歷史是人類的一個大黑洞,深不可測。歷史像天空一望無際,偶爾只看見一顆星,大多時候,看到的只是一個月亮,什麼時候繁星滿天?還是黑暗最常態。

人間充滿黑暗。歷史更是。一層層覆蓋,冤魂冤獄處處,有時不忍卒讀,深夜一聲長嘆,甚至要學猿鳴三聲,還好,老天仁慈,最後送給人類一項最好的禮物──讓我長夜靜睡。

醒來,我還是要寫、要讀……我只怕筆鋒轉變過頭,寫起史來,忘了文學。

是的,我要寫的是文學,人世間留給文學的角落已經不多,薄薄一本小史冊,載不動沉重巨大的歷史。還是還我文學──文學,是人心裡較柔軟的一塊,文學天地,天清地寧,我想到琦君和子敏,沈從文和朱自清。

但讀傳記和史還是必要的。讀史,讓我恍然大悟,眼前的日子,眼前的生活,眼前的大環境小環境,全是果,因為歷史是因,因果,因果,你不懂的,不解的、迷惑的,若肯回過頭去,到歷史裡尋找,在前輩先人的傳記裡找,會發現,一切皆有源頭,啊,原來如此,原來人的恩恩怨怨牽絲爬藤,就像張素貞教授為《回到七○年代》所寫序的題目〈卻顧所來徑〉,一切皆留有腳印。

還是回到文學花園吧……

只要有人在,文學就在。文學就是人生。人生當中的恩怨情仇、喜怒哀樂,甜酸苦辣……希望和無奈,歡樂和悲傷,以及生老病死,慾望受挫,輪迴……種種人生的幽微曲折,困頓纏繞,文學概括承受,也是文學取之不盡的永恒題材。
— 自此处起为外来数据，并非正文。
PR #1849, opened 2023-12-15
Test limiting CI threads for only gfx11

AlexBrownAMD:


TorreZuk (approved):
LGTM, but it really is for any very high core machines not just gfx11 pipe, e.g. gfx942 or if we upgrade more build nodes

AlexBrownAMD:
> LGTM, but it really is for any very high core machines not just gfx11 pipe, e.g. gfx942 or if we upgrade more build nodes

Makes sense, what would you suggest as a good default? I'd like to prevent build errors, but also not slow down other build nodes unnecessarily. I think at 16 threads some nodes were hitting timeout. Did you test if 16 is the max that can be run on the gfx11 node?

TorreZuk:
Well groovy must support some math, you could limit by max(NPROC, 32 or 24) I can't recall what all failed but nodes change.
We do a heuristic in rmake.py for rocBLAS based on RAM, nproc and parallel env, if you have 128 cores you can't give them all big jobs.

AlexBrownAMD:
Good idea. Going to merge this change for now allow builds to continue, and will file a ticket to improve the script, may look for some help from CI team on this one.

TorreZuk:
Yes no rush if works.  min I should have said not max.  Here is some python.
def jobs_heuristic():
    # auto jobs heuristics
    jobs = min(OS_info["NUM_PROC"], 128) # disk limiter
    ram = OS_info["RAM_GB"]
    if (ram >= 16): # don't apply if below minimum RAM
        jobs = min(round(ram/2), jobs) # RAM limiter
        
But on windows have another limited, this was for a windows python bug.
   if os.name == "nt":
        jobs = min(61, jobs) # multiprocessing limit (used by tensile)
       
Not sure when you'll have windows CI running....

PR #1851, opened 2023-12-18
Fix HostLibraryTests on gfx942

AlexBrownAMD:
Test errors were caused by missing sample libraries. gfx942 cannot load libs marked gfx940. This change adds sample libs for gfx942.


nakajee:
Thanks for your quick update!!!
Can we have gfx941 as well?

AlexBrownAMD:
Added sample lib for 941 tests as well. Tested locally on 941 and 942 and all tests passed.

nakajee (approved):
Thanks for your update!

PR #1853, opened 2023-12-20
Limit build threads based on CPUs/RAM available on system

AlexBrownAMD:


.jenkins/common.groovy
```diff
@@ -35,11 +35,11 @@ def runCompileCommand(platform, project, jobName, boolean debug=false)
...
     String parallelJobs = "export HIPCC_COMPILE_FLAGS_APPEND='-O3 -Wno-format-nonliteral -parallel-jobs=4'"
-    String buildThreads = '-1' // if hipcc is used may be multiplied by parallel-jobs
-    if (platform.jenkinsLabel.contains('gfx11'))
-        buildThreads = '16'
-
-    // comment
+    
+    def systemCPUs = sh(script: 'nproc', returnStdout: true ).trim().toInteger()
+    def systemRAM = sh(script: 'free -g | grep -P "[[:digit:]]+" -m 1 -o | head -n 1', returnStdout: true ).trim().toInteger()
+    def maxThreads = min(min(systemCPUs, systemRAM / 10), 64)
```
TorreZuk, line 41: Maybe want a max(1, ...) and systemRAM / 10 , you don't need 10GB per thread do you?  / 2 ?  Otherwise fine builds on all pipes.

TorreZuk (approved):

.jenkins/common.groovy
AlexBrownAMD: Good idea for max(1, ...), I'll add that in the next update.
Not sure if 10GB is needed, but latest gfx11 build still crashed, so may need to reduce threading on that platform further. My code checks total available memory, but maybe I should update it to check available memory to account for other jobs running? But then threading selected may vary widely from run to run.
Also debugging some other unrelated errors that are appearing in CI builds, appear to be caused by CI's update to the latest docker.

AlexBrownAMD:
> Sorry last comment fell into a github commit so almost invisible: "Is this available on all OS and container controls? Why not get CI to tell you the limit, Eiden added ROCBLAS_CLIENT_RAM_GB_LIMIT but we could ask to change it to ROCM_CLIENT_RAM_GB_LIMIT."

That could be handy, since current method is version dependent and may be susceptible to future changes. Will check with Eiden.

幾乎超過半個世紀,我徜徉在文學的國度,最初,只是一個愛讀文學書的文藝青年,後來帶著一顆忐忑的心開始進場,參加文學旳萬米賽跑,寫著、寫著,一寫六十多年,一九七五年,創辦爾雅出版社,一方面繼續在文學跑道上向前衝刺,一方面也開始學習做一個文學園丁, 前台粉墨登場,後台油鹽柴米,寫詩寫散文的手,也是開支票的手。
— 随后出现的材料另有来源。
PR #1854, opened 2023-12-20
script to summarize rocblas log

babakpst:
This script sorts and categorizes rocblas sizes used in an application.

### DIFF
--- a/tuning/automation/rocblas-parser.py
+++ b/tuning/automation/rocblas-parser.py
@@ -32,115 +32,33 @@ import argparse
 
 def gemmfinder(config):
     output ="unrecognized"
-    # BBS
-    if   (config.f == "gemm_ex" and config.transposeA == "N" and config.transposeB == "N" and config.a_type == "bf16_r" and config.b_type == "bf16_r"  and config.c_type == "bf16_r"  and config.d_type == "bf16_r" and config.compute_type == "f32_r"): 
-        output = "BBS_NN"
-    elif (config.f == "gemm_ex" and config.transposeA == "N" and config.transposeB == "T" and config.a_type == "bf16_r" and config.b_type == "bf16_r"  and config.c_type == "bf16_r"  and config.d_type == "bf16_r" and config.compute_type == "f32_r"): 
-        output = "BBS_NT"
-    elif (config.f == "gemm_ex" and config.transposeA == "T" and config.transposeB == "N" and config.a_type == "bf16_r" and config.b_type == "bf16_r"  and config.c_type == "bf16_r"  and config.d_type == "bf16_r" and config.compute_type == "f32_r"): 
-        output = "BBS_TN"
-    elif (config.f == "gemm_ex" and config.transposeA == "T" and config.transposeB == "T" and config.a_type == "bf16_r" and config.b_type == "bf16_r"  and config.c_type == "bf16_r"  and config.d_type == "bf16_r" and config.compute_type == "f32_r"): 
-        output = "BBS_TT"
-    # HHS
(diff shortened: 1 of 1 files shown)


tuning/automation/rocblas-parser.py
```diff
@@ -0,0 +1,240 @@
...
+# Usage
+# python3 rocblas-parser.py rocblas-configs.log sizes.log
+
+import os
+import argparse
+
+def gemmfinder(config):
+    output ="unrecognized"
+    # BBS
+    if   (config.f == "gemm_ex" and config.transposeA == "N" and config.transposeB == "N" and config.a_type == "bf16_r" and config.b_type == "bf16_r"  and config.c_type == "bf16_r"  and config.d_type == "bf16_r" and config.compute_type == "f32_r"):
```
nakajee, line 36: Can we simplify the code?
At least, we can add "_NN" or "_NT" or "_TN" or "_TT" separately and unify the code for orientation.

Also, we can add "_SB" separately and unify the code for "_SB"

Personally, I prefer to combine "BB" and "BS" like this.
if config.a_type == "bf16_r" and config.b_type == "bf16_r":
  if config.c_type == "bf16_r" and config.d_type == "bf16_r":
      output = "BB"
  elif config.c_type == "f32_r" and config.d_type == "f32_r":
      output = "BS"

tuning/automation/rocblas-parser.py
```diff
@@ -193,9 +116,13 @@ def readfile(filename):
         if not (gemmtype in matrices):
```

民國六十四至七十七(一九七五—一九八八)年,是臺灣文學花園的鼎盛時期,爾雅躬逢其盛,新書四千冊起印,銷路一萬冊以上的書比比皆是,登上十萬大關也不難,而退書量低於百分之七,現在聽來都是天方夜譚。

民國七十六(一九八七)年,政府實施解嚴,開放大陸探親,解除報禁及限制張數,次年,蔣經國逝世,李登輝繼任總統,後蔣經國時代結束,社會多元化,書籍出版類別百花齊放,流行文化興起,文學書從主流變成非主流,銷路逐年下滑,退書增至三成,新書印量減少;同一時期,報紙增張後文學副刊的影響力也相對減弱,副刊不再刊登長篇小說連載,漫畫和軍中笑話之類的書成為書店排行榜的榜首。大家樂簽賭成風,號稱「全民運動」的股票,成為每個人眼睛注視的焦點,房價飛漲,民眾開始熱衷讀財經資訊方面的書,理財觀念抬頭,大家講求物質享受,代表精神生活的文學書籍更加衰微。
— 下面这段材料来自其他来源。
PR #1870, opened 2024-01-18
Can we structure the code in order i) to build a wheel ii) to use importlib for embedded non python file

bioinfornatics:
Dear Tensile team,

I would like to package ROCm sofware to industrialize our Rocm DeepLearning environment and Tensile is often a required dependencies. Thus could you move to poetry and use importlib ?
I started as an example what could be done,  it is not intended to be usable.

Thanks


babakpst (changes requested):
on hold until after FC.

bstefanuk:
Thank you for posting this PR, we are taking initiatives to improve the modularity of and importability of Tensile but don't have immediate plans to migrate to poetry. Since thins PR is an example and isn't intended as a complete solution, we are closing it. Another may be opened in the future to address this request.

PR #1877, opened 2024-02-01
Fix BufferLoad=False with stream-k

AlexBrownAMD:
Added new CI test cases for it as well

### DIFF
--- a/Tensile/KernelWriterAssembly.py
+++ b/Tensile/KernelWriterAssembly.py
@@ -5140,8 +5140,24 @@ class KernelWriterAssembly(KernelWriter):
       #kStr += self.bomb(0x13) # after addresses and SRD set
     else:
       tmp = self.vgprPool.checkOut(2, "tmp", self.preventVgprOverflowDuringNewTile)
-      kStr += inst("v_mov_b32", vgpr(tmp+0), sgpr("Address%s+0"%tP["tensorChar"]), "" )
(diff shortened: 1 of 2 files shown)


Tensile/KernelWriterAssembly.py
```diff
@@ -5140,8 +5140,24 @@ def graAddresses(self, kernel, tP, isPap=False):
       #kStr += self.bomb(0x13) # after addresses and SRD set
     else:
       tmp = self.vgprPool.checkOut(2, "tmp", self.preventVgprOverflowDuringNewTile)
-      kStr += inst("v_mov_b32", vgpr(tmp+0), sgpr("Address%s+0"%tP["tensorChar"]), "" )
-      kStr += inst("v_mov_b32", vgpr(tmp+1), sgpr("Address%s+1"%tP["tensorChar"]), "" )
+            
+      if kernel["StreamK"]:
+        # StreamK partial tile - offset to tile start index
+        tmpOffset = self.sgprPool.checkOut(2, "skStartOffset", preventOverflow=0)
```
nakajee, line 5146: Probably, we can simply remove tmpOffset and use tmp instead.
Then, we do not need v_mov_b32 to copy from tmpOffset to tmp.

nakajee: sorry. This is sgpr...

nakajee (approved):
Looks good if all tests pass

AlexBrownAMD:
One test failure on gfx90a, seems unrelated and unable to repro error locally. Going to rerun those tests.

bethune-bryant (approved):

PR #1880, opened 2024-02-06
Disable InitAccVgprOpt for Stream-K

AlexBrownAMD:
Stream-K can split partial tiles at any iteration, and cannot guarantee the minimum number of iterations needed for InitAccVgprOpt


nakajee (approved):
Looks good

PR #1882, opened 2024-02-09
Reduce extended test time

AlexBrownAMD:
This change refactors a number of extended tests, with the main purpose of reducing the overall run-time of the test suite. Some test files had the number of kernels or problem sizes reduced. The aim is to continue testing all the main features listed in the test description, but reduce repeat or similar cases.

Some tests were also refactored in a few ways: A few test files were not testing the particular cases described in the title or comments. Some test groups generated no kernel solutions at all, or none relevant to the test scenario. Some were performing extra steps that are not being validated in this process, like generating unused library logic files. These sorts of issues are also resolved where they were found in this investigation.

I also tried to reduce the total number of combinations being generated by test files. Combinations slow down the test suite in a few ways. First, combinations take time to permute. Some tests were spending significant time permuting solutions where the majority were rejected in SolutionStructs. Second, large number of solution kernels also takes significant time to compile (particularly source kernels). In this case I tried to reduce cases that were too similar, or spread out testing various features among test suites. Finally, some tests would generate kernels that would be skipped for given sizes due to incompatible asserts.

Based on local runs, this PR saves an estimated 2.25 hours of runtime on the extended test suite.


Tensile/Tests/extended/direct_to_lds/dtl_tsgr_f8.yaml
```diff
@@ -1,5 +1,5 @@
 TestParameters:
```
nakajee, line 1: This test is specific to gfx94x. If we skip this, this file is useless.

Tensile/Tests/extended/local_split_u/igemm_lsu_mfma.yaml
```diff
@@ -371,7 +370,7 @@ BenchmarkProblems:
         - SourceSwap: [0,1]
         #- TransposeLDS: [0,1]
         - GlobalReadVectorWidth: [4,8]
-        - VectorWidth: [2,4]
+        - VectorWidth: [4] # 2
```
nakajee, line 373: Could we keep 2 instead of 4?
If we use 4 only, most of MT sizes will not be used because MTWaveTile0 is not multiple of VectorWidth(=4).

Tensile/Tests/extended/direct_to_lds/dtl_tsgr_f8.yaml
AlexBrownAMD: Yea, that was intentional. Currently, new f8 work is happening in TensileLite repo, and there are still a few tests for f8 features in other files in extended tests. Maybe I should have moved the file to disabled rather than mark as skip, but goal was to reduce f8 tests being run. I can re-enable this one if you think these tests are important to keep.

Tensile/Tests/extended/local_split_u/igemm_lsu_mfma.yaml
AlexBrownAMD: Fixed

Tensile/Tests/extended/direct_to_lds/dtl_tsgr_f8.yaml
nakajee: Either way is OK.
We can skip this test for now.
This feature is not actually used in any logic files as long as I know.

nakajee (approved):
Looks good if all tests pass.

出一本書,就像種一棵樹。拿一次版稅,等於樹上結果子。作家把一本書稿交給出版社,無非希望年年有果子吃。每棵樹都能結果子,作家就可以到國外度假,吸收養分之後再吐絲。七○、八○年代,甚至有「版稅屋」、「版稅車」的名稱,對眼前還在靠寫稿維生的作家來說,不但無法相信,還覺得不可思議。現在出版一種書,初版一、二千冊,能銷完已經感謝天地,主要,如今的書,都是草本植物。草本植物是不結果的。

書種愈出愈多,印量愈來愈少。出版市場的變化和電影業頗為相像,當年幾家電影院,看電影的人數以千計,現在的電影院均採小廳制,幾十個座位,仍然坐不滿,一場電影,竟然出現觀眾三、五人……所以一本書只賣出幾百本甚至幾十本也就沒什麼好抱怨的。每年出書量三萬五千種,天天有一百種新書進入賣場,寫書的人多了,讀書的人少了,圖書市場供過於求的現象嚴重,書店大量把書退回出版社,也是不得已的做法。

問題可能出在「速度」──我們活在一個一切講求「速度」的時代,科學進步,高速輪轉機日以繼夜地製造「印刷品」──包括劣質的垃圾讀物,以最快的「速度」送到我們眼前,「優雅」離我們遠去,於是,大家閱讀價值觀紊亂、錯字滿篇的書報雜誌,也習慣書上謬誤的資訊,粗糙尾隨「速度」之後,帶來的是一個消化不良的時代,讓我們患了暴食和憂鬱症,此時應該思索文學的力量。讀文學書可以讓我們的一顆心安靜下來,放慢腳步,唯有發揮自省的能力,許多內心苦悶才能得到抒解。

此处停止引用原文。